[MATERIAL SHOWN Boundary: Start]
PR #1798, opened 2021-04-14
PWM Support for atmega1280

MrNinso:
This is the initial pwm support for atmega1280

I need to test this code a little bit more on my arduino mega 1280 before became ready for review, but suggestions and fixes are welcome.

this code is theoretically working on atmega2560, but I don't have an arduino mega 2560, but if anyone can test this I will add it to this pull request.

this code is based in #1121

PR #2264, opened 2021-11-14
Add support for PWM for adruino mega 2560

alexandrevilain:
Hello :) 

I tried to use PWM on Arduino mega 2560 but I found that it was not implemented.

I found PR https://github.com/tinygo-org/tinygo/pull/1798 by @MrNinso saying "this code is theoretically working on atmega2560, but I don't have an Arduino mega 2560" so I copy-pasted the code on `src/machine/machine_atmega2560.go`, compiled it locally, and it works well on my Arduino 2560 R3. 

I don't like copy-pasting such a big part of code, maybe there is a way using build tags that would make support for PWM on both mega 1280 and mega2560 more DRY ? 

I'm pretty new to the tinygo project and in embedded systems ecosystem, so any tips or ideas would be appreciated 😃

### DIFF
--- a/src/machine/machine_atmega2560.go
+++ b/src/machine/machine_atmega2560.go
@@ -4,6 +4,7 @@ package machine
 
 import (
 	"device/avr"
+	"runtime/interrupt"
 	"runtime/volatile"
 )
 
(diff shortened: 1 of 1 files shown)


soypat:
Seems to be working A-OK with the examples/pwm example. 
image

I'd suggest you add `src/examples/pwm/arduino_mega2560.go` file with these contents so it can be run as example!
```go
package main

import "machine"

var (
	pwm  = machine.Timer1
	pinA = machine.PB5
	pinB = machine.PB6
)
```

src/machine/machine_atmega2560.go
```diff
@@ -127,6 +128,799 @@ func (p Pin) getPortMask() (*volatile.Register8, uint8) {
...
+			} else {
+				avr.PORTH.ClearBits(1 << 6) // PH6 low
+				avr.TCCR2A.ClearBits(avr.TCCR2A_COM2B0)
+			}
+		}
+	case 3:
+		// Note: the COM3A0/COM3B0 bit is not set with the configuration below.
+		// It will be set the following call to Set(), however.
+		switch channel {
+		case 0: // channel A, PE3
```
soypat, line 622: Maybe this switch can be collapsed a bit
[MATERIAL SHOWN Boundary: End]
TASK TO COMPLETE:
From the line containing "I'd suggest you" down to the last line of the records above, print every line exactly, with both ends kept.

SOLUTION BELOW:
I'd suggest you add `src/examples/pwm/arduino_mega2560.go` file with these contents so it can be run as example!
```go
package main

import "machine"

var (
	pwm  = machine.Timer1
	pinA = machine.PB5
	pinB = machine.PB6
)
```

src/machine/machine_atmega2560.go
```diff
@@ -127,6 +128,799 @@ func (p Pin) getPortMask() (*volatile.Register8, uint8) {
...
+			} else {
+				avr.PORTH.ClearBits(1 << 6) // PH6 low
+				avr.TCCR2A.ClearBits(avr.TCCR2A_COM2B0)
+			}
+		}
+	case 3:
+		// Note: the COM3A0/COM3B0 bit is not set with the configuration below.
+		// It will be set the following call to Set(), however.
+		switch channel {
+		case 0: // channel A, PE3
```
soypat, line 622: Maybe this switch can be collapsed a bit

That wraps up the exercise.